Sunday, 18 March 2018

Sister Corita Kent




Corita Kent was an American Catholic religious sister, artist and educator. Attending their school as a girl, at 18 she entered into the order of nuns of the Sisters of the Immaculate Heart of Mary. Soon after, noticed for her artistic talent, she went on to work in the orders art college, that had a liberal reputation, and eventually becoming head of their art department in 1964. 

At the orders art college, she decided to buy her own diy screen-printing kit and started experimenting. Her early work mostly figurative or religious, later on she began incorporating advertising images and slogans influenced by the pop culture and pop art movement of the time - artists like Andy Warhol coming to the forefront of the American art scene. 

Her work communicates spiritual and activist messages, striving to bring attention to social injustices such as poverty or racism.
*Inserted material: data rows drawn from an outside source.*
PR #2517, opened 2016-11-04
Conference registration form fixes

chosak:
This PR (worked on with @hillaryj) makes ~~two minor~~ three changes to the conference registration form block:

1. Fixes a logic bug when checking registration capacity for a given set of GovDelivery codes.
2. Adds useful help text to the form's appearance in the Wagtail editor to let content editors know that certain fields (non-customizable ones like email) aren't expected to appear before Preview/Publish.
3. Modifies form to use only a single GovDelivery code for signup, instead of supporting multiple codes.

## Additions

- Added help text to the conference registration form's heading element.

## Changes

- Fixed conference registration form capacity check.
- Updated `ConferenceRegistration` model to use only a single GovDelivery code.
- Disables most logging during backend unit tests.

## Testing

- Run unit tests with `tox -e fast data_research.tests.test_handlers`.
- In the Wagtail admin, create a new BrowsePage and add a Conference Registration Form. Add a GovDelivery code and verify that the page can be previewed.
- With proper local GovDelivery credentials in your environment (`GOVDELIVERY_BASE_URL=https://stage-api.govdelivery.com/`, `GOVDELIVERY_ACCOUNT_CODE`, `GOVDELIVERY_USER`, and `GOVDELIVERY_PASSWORD`), try creating a form with an invalid GovDelivery code and verify that it can't be submitted.
- Try creating a form with a valid code and verify that it can be submitted.

## Review

- @cfpb/cfgov-backends @hillaryj 

## Screenshots

New help text that appears at the top of the form:

image

## Notes

- Unfortunately there's no way to add general help text to the top of a block, so we attached it to the first (heading) element.

## Todos

- ~~Per [this comment](https://github.com/cfpb/cfgov-refresh/compare/reg-form-fix-capacity-check?expand=1#diff-2ab90947aaf17de9ab23cdbff150638fR36), currently the way codes are checked against current registrations is fragile (a simple string contains against a JSON-encoded list of codes). This will cause problems if codes are not unique enough or are substrings of each other.~~ This is no longer an issue as of 1d60d67.

## Checklist


chosak:
I'm happy to see that our automated test for missing migrations worked, while at the same time so unhappy that modifying Wagtail block help text requires a new migration.

cfgov/data_research/handlers.py
```diff
@@ -31,10 +31,14 @@ def process(self, is_submitted):
...
-            self.block_value['codes']
-        )
+        query = Q()
+
+        # TODO: Let's perhaps use a less-dangerous way to compare
+        # codes than a straight string-compare against a JSON list
+        # Alternatively (less-safe), make sure codes are strictly
+        # very-unique and not subsets of each other.
+        for code in self.block_value['codes']:
+            query &= Q(codes__contains=code)
```
willbarton: I'm curious to hear more about this... I don't know that I'm fully aware of what the return JSON looks like.

I'd recommend sticking something on either our or data & research's backlog.

chosak:
I've made some updates to this PR to clean up the code a bit and added some testing steps above.

One change I made is to add some logging around GovDelivery signup to help debug form failure messages. Log messages will never contain PII. On success, the log will include a message like

```
subscribing to GovDelivery
Starting new HTTPS connection (1): stage-api.govdelivery.com
```

On failure, the log includes a stack trace like

```
error subscribing to GovDelivery
  File "/cfgov-refresh/cfgov/data_research/handlers.py", line 77, in subscribe
    subscription_response.raise_for_status()
  File "/cfgov-refresh/lib/python2.7/site-packages/requests/models.py", line 851, in raise_for_status
    raise HTTPError(http_error_msg, response=self)
HTTPError: 422 Client Error: Unprocessable Entity
```

This includes the API error from GovDelivery (the above case is if an invalid code was given) but not any of the submission details.

@willbarton are you okay with this additional logging?

willbarton:
I am ok with that additional logging!

cfgov/data_research/blocks.py
```diff
@@ -5,11 +5,21 @@
...
+    sessions = blocks.ListBlock(
+        blocks.CharBlock(label='Session'),
+        label='Sessions attending'
+    )
+    capacity = atoms.IntegerBlock(help_text=(
+        'Enter an integer that will be the conference attendance limit.'
+    ))
+    at_capacity_message = organisms.FullWidthText(help_text=(
+        'Enter a message that will be shown when the event is at capacity'
+    ))
```
willbarton: 👍 for style cleanup.

sebworks:
Is this interim architecture, or is this how we are generally going to handle forms?

chosak:
@sebworks I hope interim. Do you have any suggestions?

sebworks:
>  Do you have any suggestions?

Was just thinking that we should have a more general, flexible, and reusable approach to forms. Seems like we will end up with a lot of code for similar forms.

chosak:
@sebworks agreed. For example I'd like to understand better why [this template](https://github.com/cfpb/cfgov-refresh/blob/master/cfgov/jinja2/v1/_includes/conference-registration-form.html#L36) needs to explicitly iterate over all of the fields rather than using Django default form rendering in templates. That'd at least reduce the boilerplate per form.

Visually, however, she just wanted things to be beautiful and her artwork, as well as a method of social activism, was also just an expression of joy. 
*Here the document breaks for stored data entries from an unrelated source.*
PR #3209, opened 2017-08-04
WIP: adjust padding for global search input to work with cf-forms update

cfarm:
WIP: not mergeable until [this cf-forms PR](https://github.com/cfpb/capital-framework/pull/553) gets published and the upgrade added here.

## Additions

- adds class + styling to add additional padding to the global search text input to match current design with the new decreased text input padding.

## Changes
- text input border color is now gray-60 in latest hub standards

## Testing

1. `./frontend.sh`
1. test that global search text input height matches the search button

## Notes

-

## Todos

-

## Checklist


cfgov/unprocessed/css/molecules/global-search.less
```diff
@@ -102,6 +102,11 @@
         display: block;
     }
 
+    &_input {
+        // Resets for default a-text-input styles.
```
anselmbradford: How many styles do we have that need to come in via `a-text-input`? If we have to reset styles that may be an indication that it is a different pattern and shouldn't use a-text-input at all.

cfarm: this element inherits the following properties from `a-text-input`:
- appearance
- display
- border
- background
- focus state

the only change is to the padding, to make the height match the search button, conforming to the global search pattern design spec.

PR #3212, opened 2017-08-04
Update `fax` to `is_fax` boolean label

anselmbradford:
## Changes

- Changes `fax` boolean label to `is_fax`, per TODO comment.

## Testing

1. Run `python cfgov/manage.py migrate`.
2. Create a browse page in Wagtail.
3. Add a expandable.
4. Add a Phone block to the expandable.
5. Check that the `Is this number a fax?` checkbox works.

## Screenshots

screen shot 2017-08-04 at 4 38 02 pm

## Notes

- Seems like is_fax should be attached to EACH number, not ALL numbers!
Opened https://github.com/cfpb/cfgov-refresh/issues/3213


anselmbradford:
Examples of migrating blocks (via @chosak):
https://github.com/cfpb/cfgov-refresh/blob/master/cfgov/v1/migrations/0022_replace_dup_category_field_data.py
https://github.com/cfpb/cfgov-refresh/blob/master/cfgov/v1/migrations/0054_new_categories.py
https://github.com/cfpb/cfgov-refresh/blob/master/cfgov/v1/migrations/0011_hero_refactor_data.py

Scotchester:
@chosak The standard migration doesn't handle this? I'm confused.

chosak:
@Scotchester no, because you're not renaming a Django model field, you're renaming a block in a Wagtail StreamField. Recall that StreamField content is stored as JSON in the database, e.g. there's a database column named for the field name (like `content`) that contains a JSON representation of all of the blocks.

Changing the _field_ name would result in a Django migration that changed the DB column name. But just changing the _block_ name doesn't trigger any kind of automatic migration of the DB _content_ that already exists. The links @anselmbradford [posted above](https://github.com/cfpb/cfgov-refresh/pull/3212#issuecomment-320358146) are some examples of manual migrations we've done in the past to address this. See also [this Wagtail issue](https://github.com/wagtail/wagtail/issues/2110) on the subject.

Scotchester:
Ahhh, that makes sense, now. Thanks for the explanation, @chosak.

willbarton:
There's a section of the documentation on migrating stream fields: https://cfpb.github.io/cfgov-refresh/wagtail-migrations/

Scotchester:
@anselmbradford In light of the need to write a data migration for this, is it worth doing anymore?

anselmbradford:
I'm rotating to maintenance & response after next sprint, so thinking I'll re-visit this then. If it gets swamped by other priorities I'll close it.

anselmbradford:
😭

Scotchester:
Did you determine it's not worth the effort to write the migration?

anselmbradford:
> Did you determine it's not worth the effort to write the migration?

Not so much, I was just keeping my word from my Dec 15 comment. https://github.com/cfpb/cfgov-refresh/issues/3213 seems like actually bug-like and semantics here could be incorporated into that, hopefully.

Scotchester:
I guess I just don't see the point of closing it if it's something that we still think is worth doing. But I take your point that it could be rolled into #3213.

PR #3222, opened 2017-08-08
Widen gulp's search path when compiling the chart organism

contolini:
The file structure of our internal chart library will be undergoing some changes in preparation for the release of our Mortgage Performance charts. Instead of having gulp look for the library's Less file in a specific directory, have it search all of /node_modules/cfpb-chart-builder/ because we're rearranging some things in cfpb-chart-builder.

The chart library is imported [here](https://github.com/cfpb/cfgov-refresh/blob/master/cfgov/unprocessed/css/organisms/chart.less#L24).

Corita Kent created so many pieces, mainly in screen-print or watercolour, but my favourites are the prints she made in the early/mid 1960s. The bold colours and use of type as a decorative shape in itself, I think is so effective in achieving this visual combination of an image that communicates a message, in a similar aesthetic to advertisements of the time - but also holds a visual quality that undeniable defines it as a beautiful piece of art.